Hi all,
I'm having trouble interpreting the output of topTable() for a gene level copy number analysis among four different groups of cell lines. The problem is as follows:
After creating my design matrix and contrast matrix using what I think is group means parameterization, I use eBayes to create the model.
##Differential CNA Analysis (Pairwise Comparison) design_CNA <- model.matrix(~0+factor(cell_line_cluster_4)) colnames(design_CNA) <- c("A","B","C","D") fit_CNA <- lmFit(copy_number_data,design_CNA) contrast_matrix_CNA <- makeContrasts("B-A","C-A","C-B","D-A", "D-B", "D-C", levels = design_CNA) fit_CNA <- contrasts.fit(fit_CNA, contrast_matrix_CNA) fit_CNA <- eBayes(fit_CNA)
However, when I use topTable() to determine which cell line group comparisons have significantly different gene copy numbers, I get no significant calls with the following line of code (not specifying a coefficient):
DECNA <- topTable(fit_CNA, number = Inf, p.value = adjPvalueCutoff, adjust = "BH")
Yet, when I use topTable() with each comparison called specifically by its coefficient, some of these comparisons call significant genes.
DECNA_1 <- topTable(fit_CNA, number = Inf, p.value = adjPvalueCutoff, adjust = "BH", coef = 1) DECNA_2 <- topTable(fit_CNA, number = Inf, p.value = adjPvalueCutoff, adjust = "BH", coef = 2) DECNA_3 <- topTable(fit_CNA, number = Inf, p.value = adjPvalueCutoff, adjust = "BH", coef = 3) DECNA_4 <- topTable(fit_CNA, number = Inf, p.value = adjPvalueCutoff, adjust = "BH", coef = 4) DECNA_5 <- topTable(fit_CNA, number = Inf, p.value = adjPvalueCutoff, adjust = "BH", coef = 5) DECNA_6 <- topTable(fit_CNA, number = Inf, p.value = adjPvalueCutoff, adjust = "BH", coef = 6)
I think the discrepancy may be related to the significance testing adjustment, in that calling topTable() on the entire model without specifying a comparison has to correct for many more hypotheses than for a specific comparison (i.e. B vs A). However, I'm not 100% confident that's correct and I'm concerned there's a programming and/or conceptual error here. But even if I'm right, which method is "better" for determining genes with significantly different copy numbers in each group?

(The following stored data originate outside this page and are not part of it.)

PR #3413, opened 2020-04-30
[NP-65] Support mapping Themes to URL domain.

jlhughes:
ThemeDomainsDAO manages a reverse lookup of domains to themes.
Theme now includes AppConfig which is applied before Group AppConfig settings.

NP-65 #time 4h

Thanks in advance for any assistance or insight!
Best Regards,
Kevin
To elaborate further on Steve's answer, if you don't specify
coef
, then all the (non-intercept) coefficients will be dropped simultaneously by default intopTable
, thus performing an ANOVA-like test. The null hypothesis for such a test is that all the individual nulls are true, i.e., A=B=C=D in your cell-means design. This is inherently different to the specific pairwise comparisons - which, by definition, only test between two groups - which is why you get different results.In your case, the ANOVA-like test needs to account for the extra variability introduced by considering many groups, which is why it has less power to detect DE between two specific groups (compared to a direct pairwise comparison). However, that's not to say that pairwise comparisons are more powerful. If there were small differences across all groups, the ANOVA-like test would be able to combine information from many groups to reject the null, whereas a pairwise comparison between any two groups would not.
As a general rule, I tend to observe more rejections in my DE analyses when I use an ANOVA-like test, because it can effectively combine evidence for DE across multiple groups. But I wouldn't be surprised or concerned at seeing fewer rejections, for the reasons stated above; especially when you have low numbers of DE in your experiment.